What is expected |
When you find the line with "Adds a 30s TTL" among the records below, reproduce it and each line after it exactly, ending with the line with "## Correctness review".

Provided data |
----------------

PR #6013, opened 2026-07-13
perf(providers): cache provider list responses

### LINKED ISSUE #6010: GET /api/providers is serially slow (5-9s+) on every profile switch — no caching, no per-provider timeout guard
## Summary

Profile switching in the WebUI fires `GET /api/providers` alongside `POST /api/profile/switch` and `GET /api/sessions`. While #4662 optimized the latter two (cold switch ~5s → ~1s), the `/api/providers` endpoint was not addressed and remains a consistent **5-9s** on every request — there is no TTL cache and no per-provider timeout guard for `get_auth_status()` / `provider_model_ids()` calls inside `get_providers()`.

The endpoint takes **5-9s every time**, not just on cache miss. Even back-to-back requests pay the full cost.

### 1. `webui.log` — historical `GET /api/providers` timings (ms field)

```
2026-07-06T08:18:29Z  GET /api/providers  200  27590.1 ms
2026-07-06T08:18:29Z  GET /api/providers  200  27631.1 ms
2026-07-07T07:21:39Z  GET /api/providers  200   9344.3 ms
2026-07-07T07:34:08Z  GET /api/providers  200  13687.9 ms
2026-07-07T12:00:24Z  GET /api/providers  200   5050.3 ms
2026-07-09T03:25:49Z  GET /api/providers  200   6826.1 ms
2026-07-13T03:20:34Z  GET /api/providers  200   9358.1 ms
2026-07-13T03:21:29Z  GET /api/providers  200   9224.4 ms
```

Range: **5,050 ms – 27,631 ms** across 8 samples.

### 2. Live `curl` measurements (3 consecutive, no caching observed)

```
run1: 200  8.98 s
run2: 200  4.97 s
run3: 200  4.99 s
```

No warm path — every request re-probes all providers.

### 3. Per-function profiling (monkey-patched timing in a subprocess)

Ran `get_providers()` with timing wrappers around the key functions. Total: **7,270 ms** for 50 providers.

**`provider_model_ids()` — 18 calls, sum 5,009 ms:**

| Provider | ms |
|---|---|
| `copilot-acp` | 3,577 |
| `AI-codex` | 1,003 |
| `kilocode` | 20 |
| `nous` | 1.8 |
| *(rest <2 ms each)* | |

**`get_auth_status()` — 31 calls, sum 4,697 ms:**

| Provider | ms |
|---|---|
| `bedrock` | 1,052 |
| `copilot` | 708 |
| `xai-oauth` | 0.9 |
| `nous` | 0.9 |
| *(rest <1 ms each)* | |

**`_provider_has_key()` — 50 calls, sum 1,114 ms** (local file reads; `copilot` alone 1,042 ms).

### 4. Root cause — serial loop with zero caching

`get_providers()` (`api/providers.py:2450`) iterates all known provider IDs in a `for pid in sorted(known_ids)` loop and calls these **synchronously, per provider**:

- `provider_model_ids(pid)` — for `copilot`/`copilot-acp` this calls `_fetch_github_models()` → `fetch_github_model_catalog()` which issues `urllib.request.urlopen(COPILOT_MODELS_URL, timeout=5.0)`. Even with no API key, it still appends `copilot_default_headers()` and fires the HTTP request, waiting up to 5s.
- `get_auth_status(pid)` — for `bedrock` this calls `has_aws_credentials()` → `botocore.session.get_credentials()` (boto3 credential chain, ~1s). For `copilot` it shells out to `gh` CLI (~0.7s).
- `_provider_has_key(pid)` — reads `.env` + `config.yaml` per provider (cheap individually, but 50× adds up).

The route handler (`api/routes.py:12104`) passes the result through with no caching:

```python
with profile_env_for_active_request_readonly("/api/providers", ...):
    return j(handler, get_providers())
```

There is no in-memory TTL cache on `get_providers()` itself. Contrast with `get_provider_quota()` which already has `_ACCOUNT_USAGE_CACHE_TTL_SECONDS = 45.0` — the same pattern is missing here.

## Relation to existing issues

| Issue | What it fixed | What it left out |
|---|---|---|
| **#4662** (closed) — Profile switching: faster switch | Optimized `/api/sessions` cold build (780ms → 200ms) + frontend skeletons. Cold switch ~5s → ~1s. | Did not measure or address `/api/providers` (5-9s), which fires concurrently during switch. |
| **#3957 / #3960** (closed) — Non-default profile Providers timeout | Fixed credential resolution scope (per-request profile env) + profile-keyed models cache. | The issue body explicitly described the serial probe problem ("does a network round-trip per provider, serially") but the fix targeted profile isolation, not latency. |
| **#3024 / #3025** (closed) — `/api/models` 30s timeout | Added 5s per-provider cap (`CUSTOM_MODELS_ENDPOINT_TIMEOUT_SECONDS`) for `_read_custom_endpoint_models()`. | Only covers custom-provider `/v1/models` probes in the `/api/models` path. Does **not** cover `get_providers()` → `provider_model_ids()` (copilot GitHub API) or `get_auth_status()` (bedrock boto3, copilot gh CLI). |

## Proposed fix (backend only, no frontend change)

Two independent improvements, ordered by ROI:

### A. Add a TTL cache to `get_providers()` (highest ROI, ~30 lines)

```python
_PROVIDERS_CACHE: dict[str, Any] = {}
_PROVIDERS_CACHE_TS: float = 0.0
_PROVIDERS_CACHE_TTL_SECONDS: float = 30.0  # match _ACCOUNT_USAGE_CACHE_TTL_SECONDS precedent

def get_providers() -> dict[str, Any]:
    now = time.time()
    cached = _PROVIDERS_CACHE.get("data")
    if cached is not None and (now - _PROVIDERS_CACHE_TS) < _PROVIDERS_CACHE_TTL_SECONDS:
        return cached
    # ... existing build logic ...
    _PROVIDERS_CACHE["data"] = result
    _PROVIDERS_CACHE_TS = now
    return result
```

**Expected impact:** back-to-back and switch-triggered requests hit the cache → **~1 ms** instead of 5-9s. The 30s TTL is short enough that provider config changes surface quickly, and the Settings page already has a "refresh" affordance if needed.

### B. Parallelize provider probes with `ThreadPoolExecutor` (addresses cold path)

The existing `ThreadPoolExecutor` import is already in `api/providers.py:174`. Wrap the per-provider body of the `for pid in sorted(known_ids)` loop into a function and submit all at once:

```python
with ThreadPoolExecutor(max_workers=8) as executor:
    futures = {executor.submit(_build_single_provider_entry, pid): pid for pid in sorted(known_ids)}
    for future in as_completed(futures):
        entry = future.result()
        if entry:
            providers.append(entry)
```

**Expected impact:** cold path drops from ~7-9s (sum of all serial probes) to ~3.5s (max single probe = copilot-acp GitHub API call). Combined with fix A, the cold path only runs once per 30s.

## Environment

- hermes-webui: `exp-v0.52.55` (git HEAD `f8546915`)
- hermes-agent: `~/.hermes/hermes-agent` (pip-managed)
- Python: 3.14
- OS: macOS 26.0 (Darwin)
- Running via `server.py` directly (tmux session, not Docker)
- 50 providers detected (including `copilot`, `copilot-acp`, `bedrock`, `AI-codex`, `nous`, `xai-oauth`, plus custom providers)

## Repro

1. Open the WebUI on any profile
2. Switch to a different profile (e.g., default → any named profile)
3. Observe the Settings/Providers panel takes 5-9s to populate
4. Alternatively: `curl -w '%{time_total}s' http://127.0.0.1:8787/api/providers` — repeat 3×, note no warm-path speedup

SeanWit:
## Summary

- cache `GET /api/providers` responses for a short TTL to avoid re-running expensive provider probes on every profile switch
- scope the cache by active Hermes home, `.env` mtime, `config.yaml` mtime, and config fingerprint to avoid cross-profile leakage
- invalidate the providers cache when provider credentials or config-backed keys are changed
- add regression coverage for cache reuse, profile-home scoping, and key-save invalidation

Closes #6010

## Tests

- `~/.pyenv/versions/3.11.9/bin/python -m py_compile api/providers.py tests/test_provider_management.py`
- `~/.pyenv/versions/3.11.9/bin/python -m pytest tests/test_provider_management.py -q -o addopts=`
- `~/.pyenv/versions/3.11.9/bin/python -m pytest tests/test_issue3957_profile_providers_models.py -q -o addopts=`
- `git diff --check`


nesquena-hermes:
Pulled the branch at `b1867d7bf`, read the full diff against `origin/master`, and cross-checked the caching/invalidation seams and the profile-scoping guarantees. This is a clean implementation of "approach A" from #6010 and it holds up.

## What the PR does

Adds a 30s TTL cache around `get_providers()` in `api/providers.py`, keyed on the active Hermes home plus the mtimes of `.env`/`config.yaml` plus a config fingerprint. Cache hits `copy.deepcopy` the payload so callers can't mutate the stored dict.

## Correctness review

**Profile isolation is right.** The cache key uses `_get_hermes_home()` → `get_active_hermes_home()`, which respects the per-request TLS profile context from #798, so concurrent requests on different profiles can't cross-contaminate:

```python
def _providers_cache_key(cfg: Any) -> tuple[Any, ...]:
    home = _get_hermes_home()
    ...
    return (
        home_key,
        _providers_file_mtime_ns(home / ".env"),
        _providers_file_mtime_ns(home / "config.yaml"),
        _providers_config_fingerprint(cfg),
    )
```

The `test_provider_cache_is_scoped_by_profile_home` test exercises exactly this by flipping `get_active_hermes_home` between two homes and asserting `has_key` differs. Good — this is the #3957 regression class, so guarding it explicitly is the right call.

**Mutation invalidation covers the direct paths.** `set_provider_key` (providers.py:2913) and `_clean_provider_key_from_config` both call `invalidate_providers_cache()`. And even without those explicit calls, editing `.env` or `config.yaml` bumps the mtime component of the key, so the next read misses the cache naturally. That belt-and-suspenders design is nice.

**`_store_cached_providers` clears the whole dict before inserting**, so the cache holds at most one entry. That bounds memory (no leak across many profiles), at the cost of thrashing if two profiles are polled in tight alternation. Given profile switches are human-paced, that's an acceptable trade — worth a one-line comment noting the single-entry-by-design choice so a future reader doesn't "fix" it into an unbounded dict.

## One gap worth a look

The mtime + `set_provider_key` invalidation covers key-file mutations, but **OAuth login/logout** flows change `get_auth_status()` results without necessarily touching `.env`/`config.yaml` mtimes or routing through `set_provider_key`. If a user connects/disconnects an OAuth provider (e.g. copilot via `gh`, or bedrock creds appearing), the auth badge could stay stale for up to 30s. That's a minor UX lag, not a correctness bug (the TTL self-heals), but if there's a dedicated OAuth login/logout handler it'd be worth adding `invalidate_providers_cache()` there too, mirroring how it already sits next to `invalidate_models_cache()` / `invalidate_account_usage_status_cache()`.

## On approach B (parallelization)

The issue also proposed a `ThreadPoolExecutor` fan-out for the cold path. This PR deliberately does only A, which is the right first step — A alone turns the switch-triggered and back-to-back requests into ~1ms hits, which is the reported pain. B can land as a follow-up if the once-per-30s cold rebuild (~7-9s) is still noticeable; keeping them separate keeps this PR reviewable.

## Verdict

Looks correct and well-tested. Per the review policy I did not execute the test file — but reading the three added tests, the assertions match the behavior (cache reuse via call-count, profile scoping via `has_key` flip, invalidation after `set_provider_key`). Suggest (1) the single-entry-by-design comment and (2) considering OAuth-path invalidation before merge.

nesquena-hermes (changes requested):
## 🔬 Authoritative release gate — SHIP ONLY WITH FIXES (full-suite test interaction)

The cache implementation itself gated **SAFE** (Codex authoritative: locked single-entry cache, deepcopy-isolated values, profile-scoped key = home + `.env`/`config.yaml` mtimes + config fingerprint, invalidation wired on every provider-key / config-cleanup / OAuth-credential write path, no circular import, no bare except). The 30s OAuth-auth staleness window is an accepted bounded tradeoff. But **CI is red on the full sharded suite** and it's a real test-interaction the cache introduces:

- **`tests/test_issue1202_oauth_provider_status.py`** — 3 tests fail on shards 0 + 1 across all Python versions:
  - `test_auth_error_preserved_when_not_logged_in_and_no_config_key`
  - `test_auth_error_preserved_when_not_logged_in_but_config_key_present`
  - `test_hermes_cli_import_error_does_not_discard_config_yaml_key`

- **Root cause:** these legacy tests mutate **mocked OAuth / auth state** (monkeypatching the auth-status path) and then call `get_providers()` expecting the new state — but they do **not** invalidate the new provider cache, and they don't change any of the cache-key inputs (profile home / `.env` mtime / `config.yaml` mtime / config fingerprint), so within the 30s TTL `get_providers()` serves the **cached** provider list from a *previous* test's auth state → the asserted `auth_error` / `has_key` value is stale → assertion fails. They pass in isolation (cold cache) and fail in the full suite (a sibling test warmed the cache first). Confirmed: the same file passes 15/15 on a #6028-only stage (no cache) — the interaction is unambiguously this PR's cache.

- **Fix (pick one, prefer A):**
  - **A (test-hook, cleanest):** export a test-visible `invalidate_providers_cache()` (you already have it) and call it in an **autouse fixture** in `test_issue1202_oauth_provider_status.py` (and any other test module that monkeypatches auth state), so each test starts cold. Better still, add an autouse fixture in `conftest.py` that clears the provider cache between tests globally — mocked-auth mutation is a cross-cutting test pattern.
  - **B (key the cache on auth-state):** fold a cheap auth-state fingerprint into the cache key so a mocked/real auth change busts it — but this partly defeats the 30s OAuth-staleness tradeoff you accepted, so A is preferred.

The production code is sound; this is purely test-hermeticity (the same class that CI catches but isolated runs miss). Add the autouse invalidation, confirm `test_issue1202_oauth_provider_status.py` passes **in the full suite** (not just isolated), and I'll re-gate + ship. Thanks @SeanWit — the cache design is genuinely good, this is the last mile.

nesquena-hermes:
## Re-review — both items from my last pass are addressed

Re-pulled at `ab4d64f15` and read the diff against `origin/master`. The two things I flagged on the `b1867d7bf` pass — (1) a "single-entry by design" comment and (2) OAuth-path invalidation — both landed. This is now merge-ready from my read.

## OAuth invalidation gap is closed

My concern was that OAuth login/logout changes `get_auth_status()` results without touching `.env`/`config.yaml` mtimes or routing through `set_provider_key`, so the auth badge could stay stale for up to the 30s TTL. The PR adds a shared helper in `api/oauth.py:221` that invalidates *both* caches together:

```python
def _invalidate_provider_state_caches(provider: str) -> None:
    """Invalidate caches derived from provider credential state."""
    try:
        from api.config import invalidate_credential_pool_cache
        invalidate_credential_pool_cache(provider)
    except Exception:
        logger.debug("Failed to invalidate %s credential cache", provider, exc_info=True)
    try:
        from api.providers import invalidate_providers_cache
        invalidate_providers_cache()
    except Exception:
        logger.debug("Failed to invalidate providers cache after %s credential change", provider, exc_info=True)
```

It's wired into all three credential-mutating paths I could find in `oauth.py`: `_persist_codex_credentials` (:297), `_link_anthropic_credentials` (:404), and the unlink path `_remove_anthropic_link_marker` (:525). Each of those is exactly a `_write_auth_json` site, and grepping the file every `_write_auth_json` caller now has a matching `_invalidate_provider_state_caches` — so there's no remaining OAuth write that leaks a stale providers entry. The `test_oauth_credential_updates_invalidate_providers_cache` test (test_provider_management.py:173) asserts both invalidations fire from `_persist_codex_credentials`:

```python
assert invalidated_credentials == ["openai-codex"]
assert providers_invalidated == [True]
```

## Single-entry comment landed

`_store_cached_providers` (providers.py:1026) now documents the clear-before-insert as intentional:

```python
# Single-entry by design: /api/providers is cacheable only for the
# active profile/config snapshot, so clear older snapshots to avoid
# retaining unbounded provider metadata across profile switches.
_providers_cache.clear()
```

That's the note I wanted — a future reader won't "fix" the single-entry bound into an unbounded dict keyed by profile.

## Correctness still holds

The profile-scoping guarantee I checked last time is intact: `_providers_cache_key` (providers.py:992) keys on `_get_hermes_home()` resolved path plus `.env`/`config.yaml` mtimes plus the config fingerprint, and `_get_cached_providers` (:1013) `copy.deepcopy`s on both store and read so callers can't mutate the cached payload. `test_provider_cache_is_scoped_by_profile_home` (:105) flips `get_active_hermes_home` between two homes and asserts `has_key` differs — the #3957 regression class stays guarded.

## Verdict

Both requested changes are in and correct. This is approach A from #6010 done cleanly; approach B (`ThreadPoolExecutor` cold-path fan-out) remains a reasonable follow-up if the once-per-30s cold rebuild is still felt, but keeping it out of this PR was the right call. From source + contract inspection this is a PASS — I read the diff and the four new tests but did not execute the suite, so please confirm CI green before merge.

SeanWit:
I pushed 12fd727b to address the full-suite test isolation issue by clearing the providers cache around each test in conftest.py, then synced the branch with master at 186fef28. I verified the issue1202 tests and cross-file cache-contamination scenario locally, and the latest Greptile Review is passing on the current head. Could you please re-review when you have a chance?

nesquena-hermes:
Shipped in **exp-v0.52.83** 🚀 Thanks @SeanWit.

The cache design was solid from the start — the only thing holding it up was test-hermeticity (the cache surviving between tests, which only showed in the full suite). Your autouse `_invalidate_providers_cache` fixture fixed that and the full suite is green. Re-gate on the current head: Codex SAFE TO SHIP — profile-scoped key (home + `.env`/`config.yaml` mtime + fingerprint) can't serve one profile's providers to another, deepcopy-isolated values, immediate invalidation on key/OAuth changes, 30s TTL bounds external drift, lock-safe. Closes #6010.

----------------

Result of the task |
Adds a 30s TTL cache around `get_providers()` in `api/providers.py`, keyed on the active Hermes home plus the mtimes of `.env`/`config.yaml` plus a config fingerprint. Cache hits `copy.deepcopy` the payload so callers can't mutate the stored dict.

## Correctness review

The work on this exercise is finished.